Santa Eulalia ocupaba el lugar de honor que la noche anterior compartían orquestas con cantantes de todo en uno y otros artes festivos. Coros celestiales, flores y devotos vecinos en una misa popular con el bar al fondo.
Los hombres, como casi siempre, en el bar, sorteando a las personas para pedir las rondas familiares, seis manos resultan pocas para llevar tantas rondas de botellas y vasos. De acompañamiento en la barra aceitunas gordales, patatas picantes y aceitunas tamaño estándar, algún plato vuela entero en busca de grupos de gente que no quieren competir sobre la barra del bar.

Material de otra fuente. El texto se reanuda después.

PR #56, opened 2022-12-20
Add basic SvelteKit support

austincrim:
Tested with SvelteKit demo app, which includes static and server-side rendered pages, API routes, and form actions.


src/sveltekit/index.ts
```diff
@@ -0,0 +1,57 @@
...
+
+  const body = await rendered.text()
+  return res
+    .writeHead(rendered.status, Object.fromEntries(rendered.headers))
+    .end(body)
+}
+
+// https://github.com/jthegedus/svelte-adapter-firebase/blob/main/src/files/firebase-to-svelte-kit.js
+function toSvelteKitRequest(request: Request) {
+  // Firebase sometimes omits the protocol used. Default to http.
```
jamesdaniels, line 35: gen2 functions should handle x-forwarded correctly, so these links shouldn't be needed any longer

src/sveltekit/index.ts
```diff
@@ -0,0 +1,57 @@
...
+import type { IncomingHttpHeaders } from 'http'
+
+const kitPromise = import(`${pathToFileURL(process.cwd())}/index.js`)
+const manifestPromise = import(`${pathToFileURL(process.cwd())}/manifest.js`)
+
+// Request, Response, fetch, etc.
+installPolyfills()
+
+export const handle = async (req: Request, res: Response) => {
+  const [{ Server }, { manifest }] = await Promise.all([
```
jamesdaniels, line 14: can you pull lines 14-20 outside of the handler, so it used across requests

jamesdaniels (changes requested):

jamesdaniels (changes requested):

src/sveltekit/index.ts
austincrim: From what I can tell, this seems to be on the only way to get the actual full `host` to pass as the base in the `URL` constructor that follows. I couldn't find a way to piece  together the `host` without using these headers.

austincrim:
The [deployed demo app](https://fb-tools-dev.web.app/sverdle) is not totally functional yet. The Wordle clone doesn't work, I think due to some issues with cookies. It works fine locally, just seeing issues when deployed. I'm investigating further.

PR #78, opened 2023-05-08
Check token expiry instead of auth_time

ProfHercules:
I might be missing something, but checking `auth_time` always seems to return the first time the user authenticated, which means the token is always expired after 5 mins.


jamesdaniels:
I think IAT is what I really intended, will address in the next release. Thanks for taking the initiative here.

PR #84, opened 2023-06-23
Fix `usingFirebaseJsSdk`

leoortizz:
Apart from `process.env.__FIREBASE_DEFAULTS__`, check whether the Firebase JS SDK can be imported to assume that the app is using it. In some cases the env. variable was set even if the app was not using the Firebase JS SDK.

Fixes https://github.com/firebase/firebase-tools/issues/5996

### DIFF
--- a/src/utils.ts
+++ b/src/utils.ts
@@ -1,0 +1,11 @@
+export async function isUsingFirebaseJsSdk() {
+  if(!process.env.__FIREBASE_DEFAULTS__) return false;
+
+  try {
+    await import('firebase/app');
+
+    return true
+  } catch (e) {
+    return false;
+  }
+}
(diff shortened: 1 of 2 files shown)


src/utils.ts
```diff
@@ -0,0 +1,11 @@
...
+  if(!process.env.__FIREBASE_DEFAULTS__) return false;
+
+  try {
+    await import('firebase/app');
+
+    return true
+  } catch (e) {
+    return false;
+  }
+}
```
alexastrum, line 11: Nit: line break at end of files.

alexastrum (approved):

src/utils.ts
leoortizz: I see, there's no prettier config in this repo though, we should add it, probably use the same config as the CLI

PR #85, opened 2023-06-24
Fix formatting

alexastrum:


leoortizz:
@alexastrum what was used for formatting as there's no Prettier config in this repo? I'd like to follow it for future commits

alexastrum:
> @alexastrum what was used for formatting as there's no Prettier config in this repo? I'd like to follow it for future commits

I added a prettier config similar to the one from `firebase-tools` main repo.

PR #91, opened 2023-07-13
Fix Nuxt 3 tests

leoortizz:
Rename Nuxt 3 from `nuxt3` to `nuxt`, and Nuxt 2 from `nuxt` to `nuxt2`. 

The Nuxt 3 test was having errors in the `postinstall` script that runs `nuxt prepare` due to the `nuxt` dependency in the parent directory. Found that this could be the issue from this comment: https://github.com/nuxt/nuxt/issues/19866#issuecomment-1486414872


alexastrum:
@leoortizz, pls run `npm i` and push latest `package-lock.json`

> npm ERR! `npm ci` can only install packages when your package.json and package-lock.json or npm-shrinkwrap.json are in sync. Please update your lock file with `npm install` before continuing.

PR #92, opened 2023-08-03
allow firebase sdk v10 in peer deps

austincrim:
fixes https://github.com/firebase/firebase-tools/issues/6109

**Question:** After we cut a new release, I thought we might need to bump the [`FIREBASE_FRAMEWORKS_VERSION` constant](https://github.com/firebase/firebase-tools/blob/v12.4.3/src/frameworks/constants.ts#L28) in `firebase-tools`, but since it has the `^`, it should download the new `firebase-frameworks` version right?

### DIFF
--- a/package-lock.json
+++ b/package-lock.json
@@ -43,7 +43,7 @@
         "node": "^16.0.0 || ^18.0.0"
       },
       "peerDependencies": {
-        "firebase": "^9.9.0",
+        "firebase": "^9.0.0 || ^10.0.0",
         "firebase-admin": "^11.0.1",
         "sharp": "^0.32.1"
       },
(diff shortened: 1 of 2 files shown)


taeold (approved):

jhuleatt (approved):

austincrim:
@jhuleatt I'm not sure why only the custom tests are failing, my changes should not impact them in any way.

I did notice the same tests are failing on [my colleague's PR](https://github.com/FirebaseExtended/firebase-framework-tools/pull/91), maybe it's related to making a PR off of a fork?

alexastrum:
`custom` test seems to be failing on `main`, so it's for a different reason.

MeTaNoV:
It is still an issue with firebase-tools v12.8.0 ...

PR #95, opened 2023-08-09
Enable next.js test action

alexastrum:


alexastrum:
This fixes and enables `next` tests and seems to pass `custom` tests as well, even though they were failing on local branches. So I want this pulled into existing feature branches ASAP to make sure we don't introduce new test failures.

PR #103, opened 2023-08-24
Allow Firebase JS SDK >= 9.9.0

leoortizz:
#92 allowed Firebase `^10.0.0`, but `10.1.0` errors out as it doesn't match the expected version.

I changed it to `>=9.9.0`, as `9.9.0` was the version defined before #92


jhuleatt:
`^10.0.0` should include `10.1.0` per the [npm semver calculator](https://semver.npmjs.com/). Is something else going on that is causing this?

jhuleatt:
Oh, I think the issue is just that we never released it

leoortizz:
> Oh, I think the issue is just that we never released it

oh, might be it! I have not checked which version was being used when I had the error.

alexastrum (approved):

leoortizz:
@jhuleatt @alexastrum closing this PR as the real issue is that #92 was merged but was never released to NPM, so people still having the peer dependency issue with `firebase` >= 10.

MeTaNoV:
it is not fixed yet...

PR #426, opened 2021-01-04
DOCS: Clarification for using filters array

jguay:
using context.rule.filters is worth an example as it requires :
1- Understand that one should check the rule json representation to get an idea of which fields.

Los cánticos y bailes prosiguen en el centro, con niños que acompañan y adornan la mañana festiva con su luz, su color y sus mejillas sonrosadas de vergüenza infantil.
Tras los bailes regionales se procedió al sorteo de los panes del ramo, que por supuesto catamos, esperando la bendición santa, tras ingerir tan ricos panes.
Los corrillos empiezan a crecer junto al bar, que el resto de los días actúa de parada de bus y ahora se convierte en improvisada parada de cervezas y alcohol, desde luego no hay mejor parada posible.
El vecino, desde arriba, no se perdía nada, desde aquí un saludo, paisano.